With AI, organisations are no longer in a defensive, reactive posture, constantly trying to put out fires and deal with the unexpected. Instead, they are proactively addressing potential problems and moving their businesses forward by increasing productivity and lowering costs and freeing up IT teams to focus more on innovation.
See more, know more, do more
AI offers digital organisations the ability to provide insight into what is happening in their IT infrastructure – from their internal network all the way to their cloud system – in real time. All changes are captured, correlated and visualised in the most effective way. In addition, AI enables companies to predict any issues there may be within their complex IT environments. Indeed, it tells them what might happen based on previously learned behavioural patterns.

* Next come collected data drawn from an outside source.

PR #1753, opened 2017-06-30
Db Migration for INDDEX work

amstone326:
cross-request: https://github.com/dimagi/commcare-core/pull/594

### DIFF
--- a/app/src/org/commcare/models/database/user/UserDatabaseUpgrader.java
+++ b/app/src/org/commcare/models/database/user/UserDatabaseUpgrader.java
@@ -531,7 +531,7 @@ class UserDatabaseUpgrader {
                         storageForThisFixture.iterate().nextRecord();
                 IndexedFixturePathUtils.buildFixtureIndices(db, tableName, new HashSet<>(exampleChildElement.getIndices()));
             }
-
+            db.setTransactionSuccessful();
             return true;
         } finally {
             db.endTransaction();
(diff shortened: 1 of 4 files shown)


app/src/org/commcare/models/database/user/UserDatabaseUpgrader.java
```diff
@@ -512,6 +518,29 @@ private boolean upgradeSeventeenEighteen(SQLiteDatabase db) {
...
+
+            // Step 2: Recreate table
+            IndexedFixturePathUtils.createStorageBackedFixtureIndexTable(db);
+
+            // Step 3: Re-parse the indexes for all fixtures in storage
+            IStorageUtilityIndexed<FormInstance> userFixtureStorage =
+                    CommCareApplication.instance().getUserStorage("fixture", FormInstance.class);
+            for (IStorageIterator<FormInstance> userFixtures = userFixtureStorage.iterate(); userFixtures.hasMore();) {
+                FormInstance fi = userFixtures.nextRecord();
+                // TODO: what now??
```
amstone326: Hey @ctsims- I ran into a bit of a blocker today in writing this migration; hoping that you have some insight that I'm missing. The idea here as I understand from our conversation is to wipe out the old fixture indexes table entirely, and then re-create it by re-parsing the old fixture format which we still have stored. From my reading of `[IndexedFixtureXmlParser](https://github.com/dimagi/commcare-core/blob/master/src/main/java/org/commcare/xml/IndexedFixtureXmlParser.java)`, it needs 3 essential pieces of information in order to parse (or re-parse) the fixture's indexes: the `TreeElement` representing the root of the fixture's xml tree, the name of the fixture, and the parsed `FixtureIndexSchema`. And while I can see how to get the first 2 things from the `FormInstance` that is stored in old fixture storage, I don't see anywhere that we are saving the `FixtureIndexSchema` in a way that it can be retrieved. Do you know if this is being saved somewhere that I'm not seeing?

ctsims:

Businesses can also automate certain functions. With AI, it allows users to do more with their time and contribute more to the business, rather than worry about routers, cloud and containers. Indeed, they can focus on the core competency of their business, rather than struggling to keep the lights on.

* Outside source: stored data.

PR #1755, opened 2017-07-03
Show forms sent on stopping the upload sync

shubham1g5:
Case Url: https://manage.dimagi.com/default.asp?252457#1356296

- Feedback from https://github.com/dimagi/commcare-android/pull/1751
- Shows a toast indicating no of forms sent before user presses stop to cancel the task.

### DIFF
--- a/app/assets/locales/android_translatable_strings.txt
+++ b/app/assets/locales/android_translatable_strings.txt
@@ -93,7 +93,7 @@ menu.print.detail=Print Case Detail
 menu.enable.privileges=Mobile Privileges
 menu.privilege.claim.disable=Disable Privileges
 
-sync.success.sent.singular=Form sent to server!
+sync.success.sent.singular=${0} form sent to server!
 sync.success.sent=${0} forms sent to server!
 sync.fail.unsent=Having issues communicating with the server to send forms. Will try again later.
 sync.fail.timeout=CommCare didn't receive a response from the remote service in time, it may be busy! Please wait a while and try your request again later.
@@ -329,6 +329,7 @@ title.datum.wrapper=[${0}]
 activity.task.error.generic=Unexpected error! Please try again.
 activity.task.cancelling.title=Cancelling: ${0}
 activity.task.cancelling.message=Cancelling...
+activity.task.cancelled.message=Task Cancelled.
 
 connection.test.prompt=This will try to fix connection problems that you may be having.
 connection.test.run=Run Connection Test
--- a/app/assets/locales/android_translatable_strings.txt
+++ b/app/assets/locales/android_translatable_strings.txt
@@ -93,7 +93,8 @@ menu.print.detail=Print Case Detail
 menu.enable.privileges=Mobile Privileges
 menu.privilege.claim.disable=Disable Privileges
 
-sync.success.sent.singular=${0} form sent to server!
+sync.success.sent.none=No forms sent to server!
+sync.success.sent.singular=1 form sent to server!
 sync.success.sent=${0} forms sent to server!
 sync.fail.unsent=Having issues communicating with the server to send forms. Will try again later.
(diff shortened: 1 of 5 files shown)


app/assets/locales/android_translatable_strings.txt
```diff
@@ -93,7 +93,7 @@ menu.print.detail=Print Case Detail
 menu.enable.privileges=Mobile Privileges
 menu.privilege.claim.disable=Disable Privileges
 
-sync.success.sent.singular=Form sent to server!
+sync.success.sent.singular=${0} form sent to server!
```
amstone326: Hey, I'm confused as to why anything needed to change here. The idea previously was that `sync.success.sent.singular` should be used if only 1 form was sent to the server (in which case no parameter for # of forms is needed since it's always just 1), and then `sync.success.sent` should be used if more than 1 form was sent.

app/src/org/commcare/tasks/ProcessAndSendTask.java
```diff
@@ -466,6 +467,18 @@ protected int getSuccessfulSends() {
         return successes;
     }
 
+    protected String getLabelForFormsSent() {
```
amstone326: Ah I see, you were just pulling out the code for doing this that was previously in `FormAndDataSyncer`. So in that original implementation, the mistake there was actually that there is no reason to pass a numeric parameter in the case that you are using `sync.success.sent.singular` key. So you should just remove the parameter in that case, and change that key back to what it was before

app/assets/locales/android_translatable_strings.txt
```diff
@@ -329,6 +329,7 @@ title.datum.wrapper=[${0}]
 activity.task.error.generic=Unexpected error! Please try again.
 activity.task.cancelling.title=Cancelling: ${0}
 activity.task.cancelling.message=Cancelling...
+activity.task.cancelled.message=Task Cancelled.
```
amstone326: Would prefer this to be a more user-friendly message, like "Form sending cancelled."

app/src/org/commcare/tasks/ProcessAndSendTask.java
shubham1g5: @amstone326 Ok. I was trying to be more explicit with a numeral value rather than letting user identify the singular 'Form', kind of more on lines of Android Plurals. But yeah can revert it back. Also what should be the case if user cancelled the task before any form was uploaded (in the form processing phase itself) - Right now we say '0 forms sent to the server'. We can change it to 'No forms sent to the server' if that sounds more correct.

shubham1g5:
@amstone326  Also here the reason behind why the toast message associated with FormUpload.Failure is not showing is because on cancelling a task onPostExecute never gets called and only onCancelled gets called. Another better way to handle cancellation of task here could be to just return `null` from different places in code on checking `isCancelled()` instead of throwing and catching the TaskCancelledException as what we return from doInBackground doesn't really get used in case of task getting cancelled.

app/assets/locales/android_translatable_strings.txt
shubham1g5: Agree. Will change.

app/src/org/commcare/tasks/ProcessAndSendTask.java
amstone326: Gotcha. If you want to change the static value of the message associated with `sync.success.sent.singular` to be "1 Form sent to the server!", that's definitely fine with me, but it doesn't make sense to be treating it like we're passing a dynamic value. 

Also agree that "No forms sent to the server" is slightly better than saying 0, so feel free to change that

shubham1g5: Agree. Made the change.

shubham1g5:
@amstone326 Made all requested changes. Please review again.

For organisations large and small, the role of AI is potentially vast, but the most effective end-goal is in automating a function proactively. It can deal with simple tasks, such as detecting accidental changes within an infrastructure, as well as handle complex issues, such as automatically scaling a company’s global infrastructure to optimise the cost. Put simply, it creates efficiencies, reduces costs and speeds both time to detection and time to resolution. In fact, a good monitoring tool powered by AI can automate the entire remediation process.
Less troubleshooting, more innovating
Digital infrastructures are complex and when problems arise, businesses often have to manually check every piece of infrastructure in their environment – which is almost impossible. However, when monitoring is powered by AI and automation, companies have the capability to proactively detect problems. That means not only detecting the problem, but also gathering the information required to uncover the root cause and fixing it.
By knowing exactly what is happening in the digital environment at any given time, businesses can see what is working and what is not. By having contextual intelligence across a complex infrastructure, and meaningful alerts that depict signal and eliminate noise, businesses can discern patterns and apply foresight to stop problems before they happen. With AI, businesses can even automate many of the troubleshooting steps, along with the remediation process itself.
Technology should enable businesses to see issues coming before they happen and help solve them automatically. It is analogous to an autonomous vehicle – let the AI make undistracted decisions for a safer driving experience than humans can provide. After all, it is only fair that if technology causes a problem, it should also fix the problem. However, it should do more. AI should allow organisations to spend less time troubleshooting and more time innovating – this will have a direct impact on the customer and their products and services.
Driving better customer experiences
Ultimately, when organisations embrace AI and start automating certain functions of the business, they will start winning. In today’s digital economy, customers demand a great, always-on experience. AI will not only drive better customer experiences, because their systems will be up and running all the time without experiencing outages, but their employees will be able to focus on contributing more to the overall success of the business. It’s a win-win situation.